錯過了阿里巴巴的上海,喜迎拼多多。距離陳天橋扛起上海互聯網的大旗過去了十年有餘,上海互聯網的旗手遲遲沒有出現。現在終於來了個拼多多,就是不知道這個靠底層人羣支撐起來的生意,會不會讓天生驕傲的阿拉上海人有些排斥。


他也被問到過為什麼要創業,他的回答是:“希望能夠做一件社會影響力更大的事情,能夠刺激良幣驅逐劣幣的發生。”

 

前半句大家是認同的,後半句估計創維和小米們不會答應。他曾舉過一個電影院的例子,大概意思就是一個吃飽了撐着的觀眾站了起來,後面的人為了看清熒幕也站了起來,導致原本可以坐着看的電影大的人,都要站着看完。這是一個集體傷害現象。他可能沒想到,如今賣假貨的人就是站起來看電影的人,一兩個還好處理,超過一定臨界點就壞了一鍋粥。

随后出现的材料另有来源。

PR #129, opened 2026-09-03
[KOB-54806][KOB-54809] Team-aware test-management descriptions, listTeams tool, sortBy enum

TranKienCuong:
## Summary

Team-scoping accuracy fixes for the test-management tools, plus one new discovery tool.

The test-management list tools require `teamId` for organization members (the API returns `400 Team id is required` without it), while organization admins omitting `teamId` get org-level (team-less) items only. The previous descriptions claimed org-wide listing "in addition to org-shared ones" — wrong for both roles — and an agent hitting the 400 had no tool to discover a valid `teamId`. Separately, `listTestRuns.sortBy` documented `createdAt` as its example, a value the API's `NAME`/`CREATED_AT` enum can never accept.

## Changes

- **New `listTeams` tool** — returns the calling user's teams (id, name) for recovering from `Team id is required` and for scoping team-based calls; an empty result means the caller belongs to no team.
- **Corrected `teamId` descriptions** on `listTestCases`, `listTestRuns`, `listTestSuites`, `createTestSuite`: admins omit ⇒ org-level items; members must pass one (discover via `listTeams`); results carry `team_id` (`null` = org-level).
- **`saveTestCase`** now documents that the created test case inherits the source session's team; **`createTestRun`** documents the team-homogeneity constraint.
- **`listTestRuns.sortBy`** gains `enum: [NAME, CREATED_AT]` with an accurate description.
- Touched tools extended with the standard `idempotentHint` / `openWorldHint` annotations per the repo convention; README tool table updated (32 tools).

Server-side behavior for `listTeams` and the `sortBy` normalization ships separately; the published tool definitions will be refreshed after that deployment.

## Test Plan

- [x] `pnpm run validate` (tool YAMLs, README parity, mirrors, version sync)
- [x] `pnpm test` (193/193)

---


tools/test-management.yaml
```diff
@@ -49,9 +54,11 @@ tools:
         teamId:
           type: integer
           description: >-
-            Optional team scope. When set, only test cases visible to the
-            caller via that team are returned (in addition to org-shared ones).
-            Omit to list every test case the caller can access in the org.
+            Team scope. Organization admins: optional - omit to get org-level
```
huytunguyenn: This parameter text now says `teamId` is **required** for org members. But the tool-level summary a few lines above (line 38) still says "with optional team ... filters", and the same wording is in `listTestRuns` (line 341), `listTestSuites` (line 449) and the README rows for those three tools.

Agents read the summary first. An org member who follows it will call without `teamId` and get 400 "Team id is required". An admin asking for "all our test cases" will omit it and get only team-less rows, then report a partial list as if it were complete.

Suggest updating the three summaries and README rows to match, e.g. "List test cases for one team (teamId required for org members; admins may omit it to get org-level items only)."

tools/test-management.yaml
```diff
@@ -9,10 +9,14 @@ tools:
       enforces that the session is a manual, prime-completed, revisit-eligible
       session owned by the user. The test case is named after the source
       session; call updateTestCase with action 'update_info' afterward to
-      rename, describe, or retag it. Returns the created test case record.
+      rename, describe, or retag it. Returns the created test case record. The
+      created test case inherits the source session's team (team_id in the
```
huytunguyenn, line 13: Worth a warning here: for an org member, a test case with `team_id = null` cannot be found later through `listTestCases` or `listTestSuites`, because `teamId` is mandatory for members and the service filters on that exact team.

This is reachable: a manual session booked without `groupId` is saved with `groupId = null`, so `saveTestCase` produces a team-less case. The member then lists with a team id from `listTeams`, the new case is missing, and the agent concludes the save failed and retries.

Suggest adding one sentence, e.g. "If the session had no team, the test case is org-level and is not visible to org members through listTestCases; use getTestCase with the returned id."

tools/test-management.yaml
```diff
@@ -366,7 +380,10 @@ tools:
           default: 10
         sortBy:
           type: string
-          description: Sort key (e.g. `createdAt`)
+          enum:
```
huytunguyenn, line 389: Small one: this enum is enforced case-sensitively by Ajv at the MCP hop (no coercion), while `GET /v2/test-runs` accepts any casing and upper-cases it. So `sortBy: "created_at"`, which worked on main and is valid on the server, now fails with "must be equal to one of the allowed values".

The enum is still a net gain over main's free text. Just note "exact upper-case values" in the description, and the server-side normalization mentioned in the PR body becomes unnecessary for MCP callers.

tools/test-management.yaml
```diff
@@ -513,7 +538,13 @@ tools:
             logging.
         teamId:
           type: integer
-          description: Optional team ID that owns the new test suite
+          description: >-
+            Team that owns the new test suite. Organization admins may omit it
```
huytunguyenn: The team-scoping paragraph now appears in five places: `listTestCases`, `listTestRuns`, `listTestSuites` (identical apart from the noun), this variant on `createTestSuite` (which drops the 400 text), and again inside `listTeams`. That adds roughly 2.5 KB of repeated text to the catalog every host loads per session, and drift is already visible in this PR.

Simpler shape: keep the full explanation once (in `listTeams` or a short "Team scoping" note in README) and put a one-liner on each parameter, e.g. "Team scope. Required for org members, optional for admins (omit = org-level only). Get ids from listTeams."

YAML anchors would only dedup the source file; `js-yaml` dump inlines string aliases, so the published bytes stay the same.

tools/test-management.yaml
```diff
@@ -601,3 +632,30 @@ tools:
       required:
         - userIntent
         - testSuiteId
+  - name: listTeams
```
huytunguyenn: Deploy-ordering risk. On `api` master, `registerHandlers` has no handler for `listTeams` yet (it lives on the KOB-54806 branch). The server re-downloads the S3 YAML about every 10 minutes and `tools/list` advertises every tool in the YAML whether or not a handler exists.

If `dist/tool-definitions.yaml` is published before the api change is deployed, within 10 minutes every host sees `listTeams`, the new `teamId` text steers members to call it, and the server answers JSON-RPC -32601 "Method not found: listTeams". That is a protocol error, not a tool `isError`, so the agent has no recovery path.

The PR body mentions the ordering, but nothing in this repo enforces it. At minimum please call it out in the release checklist for this version.

tools/test-management.yaml
```diff
@@ -601,3 +632,30 @@ tools:
...
+    title: List Teams
+    description: >
+      List the teams the calling user belongs to (id and name). Use this to
+      discover a valid teamId for the team-scoped test-management tools: an
+      organization member must pass teamId to listTestCases, listTestSuites
```
huytunguyenn: Two things about this guidance:

1. It is written reactively ("when one of those returns 'Team id is required', call this tool and retry"). Admins never hit that 400, so they are never steered here. The important fact is missing: **there is no cross-team listing at all**. The only org-wide route is `listTeams`, then one list call per team, plus the omit-`teamId` call for the null bucket. Without that sentence, an admin asking for "all test runs in the org" gets only team-less rows and no signal the answer is incomplete. No MCP tool exposes the caller's role, so the agent cannot know in advance whether omitting `teamId` will 400 or silently narrow.

2. The list of tools is incomplete. `createTestSuite` also returns the same 400 when a member omits `teamId` (`POST /v2/test-suites` runs `authorizeTcmV2` on `request.body.team_id`), and its own description already points back here. Either add it, or name no tools.

Suggested wording: "There is no cross-team listing. When the team is not already known, call listTeams first and query each team; org admins may omit teamId to get org-level (team-less) items only."

huytunguyenn (commented):
Automated review of the PR head. `pnpm run validate` and `pnpm test` (193/193) pass, so nothing below is a build break. All findings are about the published tool contract and its docs.

Inline comments cover the YAML. A few items land on lines outside the diff, so they go here:

**CLAUDE.md is now out of date (not touched by this PR)**
- The tool inventory still says `tools/test-management.yaml` holds "14 test-case / test-run / test-suite CRUD tools". After this PR it has 15, and `listTeams` is a lookup, not CRUD. README says 32 tools, CLAUDE.md sums to 31, and `validate.js` only checks README.
- Two places still say the file "uses the older 2-hint shape". After this PR the shape is mixed (see next point). CONTRIBUTING lists the CLAUDE.md inventory as something to update in the same PR that adds a tool.

**Annotation hints were extended on only 7 of 15 tools**
- `getTestCase`, `updateTestCase`, `deleteTestCase`, `getTestRun`, `terminateTestRun`, `getTestSuite`, `updateTestSuite`, `deleteTestSuite` are still on the 2-hint shape. `terminateTestRun` in particular is missing the `idempotentHint: true` the verb table in CLAUDE.md prescribes.
- CLAUDE.md asks to finish the migration when touching this file. The server ignores annotations (`tools-registry.js` only stores name / description / inputSchema), so doing it here has zero runtime risk.

**Minor / judgment call**
- `listTeams` takes only `userIntent` and returns caller identity data, the same shape as `getCredential` / `getOrgSettings` in `tools/user.yaml`. Filed under `TEST_MANAGEMENT`, every call is audited as `MCP_CALL_TEST_MANAGEMENT`, and its result also feeds `listDevices.groupId` and `startNativeSession.groupId`. Moving it to `user.yaml` (plus the README Account section) is cheap now, before the handler ships and rows accumulate.
- `AGENTS.md` has no note about `teamId` / `listTeams` yet, and the `create-test-run` skill error table has no row for the 400 "All test cases must have the same team". Both are soft; hosts still get the YAML text over MCP.

TranKienCuong:
Applied the listTeams → tools/user.yaml move (with the README Account-section row) in 9735e9f — agreed it belongs with the other caller-identity tools, and the audit domain follows. validate + 193/193 tests green. The remaining review items are under consideration and will be addressed separately.

TranKienCuong:
All remaining review items applied in e13fa2c + ddf0dab:
- The three list-tool summaries (and README rows) now state the team contract up front
- teamId parameter texts deduplicated to one-liners; the full explanation lives once in listTeams, which now leads with the no-cross-team-listing fact instead of the reactive 400 framing
- saveTestCase warns about the team-less/org-level visibility trap
- sortBy notes exact upper-case values
- Annotation-hint migration finished on the remaining 8 tools; CLAUDE.md inventory and the stale 2-hint prose updated
- AGENTS.md team-scoping note + create-test-run error row for the team-homogeneity 400

Thanks — every item landed.

huytunguyenn (approved):

PR #7022, opened 2023-09-01
perf: verify package integrity with a worker

zkochan:


zkochan:
I don't understand why the tests in package-requester are hanging. I cannot reproduce the issue locally.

黃崢或許忘了他在做拼好貨時説過的話,“你商品的圖畫描述是不是與實體商品相符,這一點一定程度上體現了你的誠信。”

 

很早之前,知乎上有個帖子,一個老杭外人講述在杭外讀書是一種什麼體驗,專門提到,杭外人一個嚴重的缺點是恃才自傲,常以精英自居。以前的杭外人鄙視華立人,現在的杭外人鄙視英特人。

 

 “也許是曾經的王者心態,也許是封閉的教育環境所致,讓我們對於這個精英圈以外的東西毫無認同。”

 

只是誰能想到,出身貧寒的劉強東做的是中產階層的生意,而身處中產的黃崢遇強則強,在五環外找到了夢想立足點。京東崛起於精英時代,要做數千萬第一代精英網民的生意,劉強東邊做生意,邊艱難進行着階級的躍升;而當一個平民時代降臨,第一代網民黃崢轉身開始將戰場放在了五環外,進行着階級的降級。


兩個今天再度站在同一起跑線的男人,在時代的變化之中各自越過自己的出身,走上了在另一個不屬於自己的世界裏耕耘的道路。


無論如何錯位,歸根結底都是生意,是否認同已經沒有那麼重要。只不過,今天最讓人唏噓的調侃,是一家媒體的標題,“拼多多跌破發行價,黃崢身價仍超劉強東”。二十年和三年,身價高與低,是向上攀升和向下降維的差異,是精英出身和底層奮鬥的差異,是分裂而高速前進的中國故事。